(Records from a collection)

PR #671, opened 2025-11-25
Reapply "Fix OHOS define"

jschwe:
This PR re-applies #666, which was reverted due to linking failing. 
The original issue was that when declaring the function `OH_LOG_Print` `__attribute__((visibility("default")))` needs to be added, since (parts of) mozjs are compiled with `-fvisibility=hidden`.
To catch such issues in CI in the future, this PR also adds a final step to the ohos CI which compiles the unit-tests, which will invoke the linker, and thus catch similar link errors in our CI.

Companion PR in servo: https://github.com/servo/servo/pull/40855

### DIFF
--- a/mozjs-sys/etc/patches/0036-Redirect_errors_to_hilog_on_OpenHarmony.patch
+++ b/mozjs-sys/etc/patches/0036-Redirect_errors_to_hilog_on_OpenHarmony.patch
@@ -10,22 +10,6 @@ index e0e14bf60..179de2592 100644
 
 
  @depends(target)
-diff --git a/config/system-headers.mozbuild b/config/system-headers.mozbuild
-index 471599f17..a89f0ca7a 100644
---- a/config/system-headers.mozbuild
-+++ b/config/system-headers.mozbuild
-@@ -1367,6 +1367,11 @@ if CONFIG["OS_TARGET"] == "FreeBSD":
-         "sys/capsicum.h",
-     ]
-
-+if CONFIG["OHOS"]:
-+    system_headers += [
-+       "hilog/log.h",
-+    ]
-+
- if CONFIG["MOZ_APP_SYSTEM_HEADERS"]:
-     include("../" + CONFIG["MOZ_BUILD_APP"] + "/app-system-headers.mozbuild")
-
 diff --git a/memory/mozalloc/mozalloc_abort.cpp b/memory/mozalloc/mozalloc_abort.cpp
 index 3cfc92533..9c487ac45 100644
 --- a/memory/mozalloc/mozalloc_abort.cpp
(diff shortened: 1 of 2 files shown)


mozjs-sys/etc/patches/0036-Redirect_errors_to_hilog_on_OpenHarmony.patch
```diff
@@ -61,50 +64,58 @@ diff --git a/mfbt/Assertions.h b/mfbt/Assertions.h
...
+@@ -88,6 +88,11 @@ MOZ_END_EXTERN_C
  #endif
  #ifdef ANDROID
  #  include <android/log.h>
-+#elif defined(OHOS)
-+#  include <hilog/log.h>
++#elif defined(XP_OHOS)
++MOZ_BEGIN_EXTERN_C
++int OH_LOG_Print(unsigned int type, unsigned int level, unsigned int domain, const char *tag, const char *fmt, ...)
++    __attribute__((__format__(os_log, 5, 6))) __attribute__((visibility("default")));
```
mukilan, line 58: Perhaps instead of adding the visibility attribute here, we just need to add `hilog/log.h` to the system headers [list](https://github.com/servo/mozjs/blob/main/mozjs-sys/mozjs/config/system-headers.mozbuild)?

mukilan: Here [are some notes](https://github.com/servo/servo/pull/32769#issuecomment-2253857177) about the the system headers and visibility from the last time I had to debug a linker issue in SM, in case it is related to this issue.

jschwe: > Perhaps instead of adding the visibility attribute here, we just need to add hilog/log.h to the system headers [list](https://github.com/servo/mozjs/blob/main/mozjs-sys/mozjs/config/system-headers.mozbuild)?

It is / was actually. The (new) problem is we can't use the `hilog/log.h` header, since the `LogLevel` enum defined there causes `ambiguous symbol` errors, due to an enum with the same name defined in mozjs.  We also can't simply namespace the `#include`, since some of the header files are also included in regular c files.
We could define a new header file that only provides this declaration, but the question is where to put it, and if that would make the patch simpler or not. 
At least, I am still leaning to keeping the duplicated declarations, as to not modify the build system more than necessary.

mukilan: I see. I hadn't read the previous PR, so I missed the part where the explicit prototype was added to avoid the symbol collision. 

If we are duplicating the prototype inline now, should the header be removed from the system headers [list](https://github.com/servo/mozjs/blob/main/mozjs-sys/mozjs/config/system-headers.mozbuild#L1397)?  I didn't realize we already have it there.

jschwe: I removed the system headers patch as suggested.

PR #675, opened 2025-11-27
mozjs: Allow using mozjs-sys from crates.io

jschwe:
Adding both version and path is the common way to support both local workspace development, and crates.io usage.

### DIFF
--- a/mozjs/Cargo.toml
+++ b/mozjs/Cargo.toml
@@ -26,7 +26,7 @@ crown = ["mozjs_sys/crown"]
 encoding_rs = "0.8.35"
 libc.workspace = true
 log = "0.4"
-mozjs_sys = { version = "0.140.5-6", path = "../mozjs-sys" }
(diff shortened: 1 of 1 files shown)


mozjs/Cargo.toml
```diff
@@ -26,7 +26,7 @@ crown = ["mozjs_sys/crown"]
 encoding_rs = "0.8.35"
 libc.workspace = true
 log = "0.4"
-mozjs_sys = { path = "../mozjs-sys" }
+mozjs_sys = { version = "0.140.5-6", path = "../mozjs-sys" }
```
sagudev:
```suggestion
mozjs_sys = { version = "=0.140.5-6", path = "../mozjs-sys" }
```

sagudev (approved):
Yes, this way I can finally publish mozjs too. Do you know if cargo complains if version mismatches? (one forgets to do the bump).

PR #502, opened 2024-09-10
CI: Hack around DCO not in MQ

sagudev:
Same as in servo: https://github.com/servo/servo/pull/33290

DO not forget to also allow DCO check from any source per: https://github.com/servo/servo/pull/33308#issuecomment-2327919183

PR #676, opened 2025-12-04
CI: Refactor publish step to have a dedicated publish workflow

jschwe:
It is a recommended best practice to use a dedicated workflow file for publishing, to reduce the attack surface.
We also move the artifact attestation to the publish workflow, since it makes the most sense there and allows attesting all artifacts in one step (possible by updating the attest action to v2 or newer).
This is a preparation for adding automated releases to crates.io.

[test run](https://github.com/jschwe/mozjs/actions/runs/19926672517/job/57129961585)

### DIFF
--- a/.github/workflows/build.yml
+++ b/.github/workflows/build.yml
@@ -8,6 +8,10 @@ on:
         # Keep the default in sync with `rust-toolchain.toml` and servo's MSRV!
         default: "1.85.0"
         type: string
+      verify_artifacts:
+        required: false
+        default: true
+        type: boolean
 
 env:
   RUST_BACKTRACE: 1
@@ -369,7 +373,7 @@ jobs:
   verify-release-artifacts:
     name: Verify release artifacts
     needs: ["android", "linux", "mac", "ohos", "windows"]
-    if: ${{ !contains(needs.*.result, 'failure') && !contains(needs.*.result, 'cancelled') }}
+    if: ${{  inputs.verify_artifacts && !contains(needs.*.result, 'failure') && !contains(needs.*.result, 'cancelled') }}
     uses: ./.github/workflows/release-check.yml
     with:
       release-tag: ''
--- a/.github/workflows/publish.yml
+++ b/.github/workflows/publish.yml
@@ -8,6 +8,9 @@ on:
 jobs:
   build:
     uses: ./.github/workflows/build.yml
+    with:
+      # We verify in this workflow after creating the github release.
+      verify_artifacts: false
 
   publish-github-release:
     name: Check version and publish release


.github/workflows/publish.yml
```diff
@@ -0,0 +1,53 @@
+name: Publish
+
+on:
+  push:
+    branches: [main, trusted_publishing]
```
jschwe: will be reverted to only main before merging

.github/workflows/build.yml
sagudev: Is this even used anymore?

.github/workflows/build.yml
```diff
@@ -389,38 +355,6 @@ jobs:
...
-      release-tag: ${{ steps.check-tag.outputs.RELEASE_TAG }}
-
-  verify-release:
-    name: Verify release
-    needs: publish-release
-    if: ${{ !contains(needs.*.result, 'failure') && !contains(needs.*.result, 'cancelled') }}
-    uses: ./.github/workflows/release-check.yml
-    with:
-      release-tag: ${{ needs.publish-release.outputs.release-tag }}
-      rust_version: ${{ inputs.rust_version }}
```
sagudev, line 436: Here is the thing, we also do verfy-release on PRs/MQ, where instead of using actual release we use newly generated artifacts: https://github.com/servo/mozjs/blob/4c928791be0effe46d6810edbf63d4a728b13821/.github/workflows/release-check.yml#L42-L44

This ensures that no PR breaks the artifacts (which would be caught after release in this PR).

jschwe: I added the verify job back.

.github/workflows/build.yml
jschwe: Indeed, after moving the attestation it is not needed anymore - removed.

.github/workflows/main.yml
sagudev: > It is a recommended best practice to use a dedicated workflow file for publishing, to reduce the attack surface.

I think the reason why we use one workflow is because MQ/PR checks need to have same entry point workflow and we need to run full CI on for caching purposes too.

With this PR we would run CI on main twice, which might be a bit too much. Maybe we can remove push here? Or maybe we can move publish stuff here, but we would still kept build unprivileged.

.github/workflows/main.yml
```diff
@@ -13,42 +13,28 @@ on:
...
-    if: ${{ github.event_name == 'push' }}
-    permissions:
-      contents: write
-      id-token: write
-      attestations: write
-    uses: ./.github/workflows/build.yml
-    with:
-      release: true
-    secrets: inherit
   normal:
```
sagudev:
```suggestion
  build:
```

.github/workflows/publish.yml
```diff
@@ -0,0 +1,49 @@
...
+          RELEASE_TAG=mozjs-sys-v$(cargo metadata --format-version=1 --no-deps | jq -r '.packages[] | select(.name == "mozjs_sys") | .version')
+          git fetch --tags --quiet
+          if ! git show-ref --tags --verify --quiet "refs/tags/${RELEASE_TAG}" ; then
+            gh release create ${RELEASE_TAG} ./*.tar.gz
+          fi
+          echo "RELEASE_TAG=${RELEASE_TAG}" >> ${GITHUB_OUTPUT}
+    outputs:
+      release-tag: ${{ steps.check-tag.outputs.RELEASE_TAG }}
+
+  verify-release:
```
sagudev, line 45: In this workflow file verify-release actually happens twice, once as part of build (we should skip it) and second time here.

sagudev (changes requested):

.github/workflows/main.yml
jschwe: > I think the reason why we use one workflow is because MQ/PR checks need to have same entry point workflow 

I don't think this is accurate. A `Result` job can only access the status in its own workflow, but one can specify arbitrary jobs as required CI checks, so having multiple Results jobs / multiple workflows is possible for the MQ / PR. This would need a change in the settings of this repository though (and it might only be possible to add the new check, after it was merged to main, since afaik they don't show up there before they have not run once on main).

> Maybe we can remove push here?

I did hat for now. We can always change it back if we later decide to switch to a different release trigger.

sagudev: > > I think the reason why we use one workflow is because MQ/PR checks need to have same entry point workflow
> 
> I don't think this is accurate. A `Result` job can only access the status in its own workflow, but one can specify arbitrary jobs as required CI checks, so having multiple Results jobs / multiple workflows is possible for the MQ / PR. This would need a change in the settings of this repository though (and it might only be possible to add the new check, after it was merged to main, since afaik they don't show up there before they have not run once on main).

Yes you can have more required checks, but checks that are in MQ also need to be in PR. Actually, we have relaxed rules in repos, so we just need to have same checks name available under both PR and MQ, this is also why we need this: https://github.com/servo/mozjs/pull/502

Anyway I think there should be no problem with this PR.

PR #677, opened 2025-12-04
Add CI check to ensure mozjs is bumped

jschwe:
For purposes of publishing to crates.io, we should also bump the `mozjs` version number, and update the dependency on mozjs-sys. `cargo` will give an error, if we update the mozjs-sys version in `mozjs-sys/Cargo.toml`, but forget to update the dependency in `mozjs/Cargo.toml` since we depend on an exact version by using the `=` specifier. 
The only thing we need to check in CI is that the mozjs version is also bumped, since that would prevent publishing to crates.io (without further changes).

### DIFF
--- a/.github/workflows/build.yml
+++ b/.github/workflows/build.yml
@@ -389,6 +389,19 @@ jobs:
             exit 1
           fi
 
+      - name: Ensure mozjs version is bumped if mozjs-sys version bumped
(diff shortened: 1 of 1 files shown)


sagudev:
Hm, actually it is safe to not bump mozjs version for any change (but we need this for mozjs-sys because of artifacts), so maybe we do not need this PR? I can see how it could be useful (to not forget bump if one wants to use this in servo), but also not if we want to land multiple PRs (in short span of time) and not release version for each one (I am worried we will spam to many version - and our crates are big).

PR #678, opened 2025-12-04
Use crates.io Trusted publishing to publish releases to crates.io

jschwe:
Depends on #676 and #677

See the [official crates.io trusted publishing documentation](https://crates.io/docs/trusted-publishing).

This requires a crates.io owner of mozjs to allow trusted-publishing!

>  Configure your crate on crates.io:
>    Go to your crate's Settings → Trusted Publishing
>    Click the "Add" button and select your platform (GitHub or GitLab)
>    Fill in the platform-specific fields and save the configuration

### DIFF
--- a/.github/workflows/publish.yml
+++ b/.github/workflows/publish.yml
@@ -42,14 +42,10 @@ jobs:
           git fetch --tags --quiet
           if ! git show-ref --tags --verify --quiet "refs/tags/${RELEASE_TAG}" ; then
             gh release create ${RELEASE_TAG} ./*.tar.gz
-            echo "CREATE_RELEASE=true" >> ${GITHUB_OUTPUT}
-          else
-            echo "CREATE_RELEASE=false" >> ${GITHUB_OUTPUT}
           fi
           echo "RELEASE_TAG=${RELEASE_TAG}" >> ${GITHUB_OUTPUT}
     outputs:
       release-tag: ${{ steps.check-tag.outputs.RELEASE_TAG }}
-      create-release: ${{ steps.check-tag.outputs.CREATE_RELEASE }}
 
   verify-release:
     name: Verify release
@@ -61,7 +57,7 @@ jobs:
       rust_version: stable
 
   # Our CI testing ensures that mozjs-sys and mozjs are always bumped together.
-  # We always publish both versions, since mozjs depends on a speciifc version
+  # We always publish both versions, since mozjs depends on a specific version
   # of mozjs-sys
   publish-crates-io:
     name: Publish to crates.io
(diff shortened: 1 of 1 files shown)


jschwe:
> I can see how it could be useful (to not forget bump if one wants to use this in servo), but also not if we want to land multiple PRs (in short span of time) and not release version for each one (I am worried we will spam to many version - and our crates are big).

Let's continue the discussion from #677 here. If we switch to consistently using crates.io releases, then technically we don't need to build and release a prebuilt version of mozjs-sys for every commit on main, but just for every published release. 
So we could tag and release on-demand if wanted. Practically, we probably still want to release often, due to the tight coupling of servo and mozjs(-sys). 
Maybe we could parse the commit message and skip publishing if we match some regex that lets us skip the release? That would allow us to default to releasing, and skipping if we know we will be merging multiple related PRs quickly after each other.

I've been wondering about the versioning too - perhaps we should just use a workspace version (following the spidermonkey version, as we already do for mozjs-sys), and not version mozjs independently? That would make version bumps simpler, and we could always just release both libraries. It would be a bit wasteful (in terms of crates.io space usage) if mozjs-sys didn't actually change though.

.github/workflows/publish.yml
```diff
@@ -50,3 +59,29 @@ jobs:
...
+  # of mozjs-sys
+  publish-crates-io:
+    name: Publish to crates.io
+    runs-on: ubuntu-latest
+    needs:
+      - publish-github-release
+      - verify-release
+    permissions:
+      id-token: write
+    if: ${{ needs.publish-github-release.outputs.create-release }}
```
sagudev: cargo publish does nothing (it does not even build) if version number does not change, so maybe we can just remove if guard and let publish happen on any version bump (this should also handle bumping just mozjs).

.github/workflows/publish.yml
```diff
@@ -50,3 +59,29 @@ jobs:
     with:
       release-tag: ${{ needs.publish-github-release.outputs.release-tag }}
       rust_version: stable
+
+  # Our CI testing ensures that mozjs-sys and mozjs are always bumped together.
+  # We always publish both versions, since mozjs depends on a speciifc version
```
sagudev:
```suggestion
  # We always publish both versions, since mozjs depends on a specific version
```

.github/workflows/publish.yml
jschwe: I just checked and cargo publish will exit with `101` when trying to publish an already published version. 
I pushed a commit which uses grep to check the error message, and will keep the pipeline greep if the failure is due to the release already existing.

PR #680, opened 2025-12-10
Remove wrong handling of `*const Handle` in wrappers

sagudev:
Handling of `*const Handle` was wrong in `wrap!` macro. It generated code like this:
```rust
SM(&(*arg).into())
```
but this is wrong as we get ptr to invalid place (args are temporary values) cause crashing. I am not sure why rust was not complaining, but I suspect it has something to do with the fact that we change ref to ptrs. The solution is to do this:
```rust
let t = (*arg).into();
SM(&t);
SM(&raw const t);
```
but this is hard to do in macro, so I simply removed handling of this case and wrote a manual wrapper. Servo currently uses nonwrapped function call as wrapped would cause crashes.

### DIFF
--- a/mozjs/src/rust.rs
+++ b/mozjs/src/rust.rs
@@ -1529,7 +1529,7 @@ pub mod wrappers2 {
                 id.into(),
                 v.into(),
                 receiver.into(),
-                &ownDesc,
+                &raw const ownDesc,
                 result,
             )
         } else {


sagudev:
What I think is happens here that we get temporary & that is then deref into ptr and this does not trigger error, but using `&raw const` (which is more correct anyway) will complain as expected:
```
error[E0745]: cannot take address of a temporary
    --> mozjs/src/rust.rs:1532:28
     |
1532 |                 &raw const ownDesc.into(),
     |                            ^^^^^^^^^^^^^^ temporary value

```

→ **Instructions for the task**
Looking at the entries above, determine how many lines contain the word "prototype" and state only that number.

→ **Result for this exercise**
2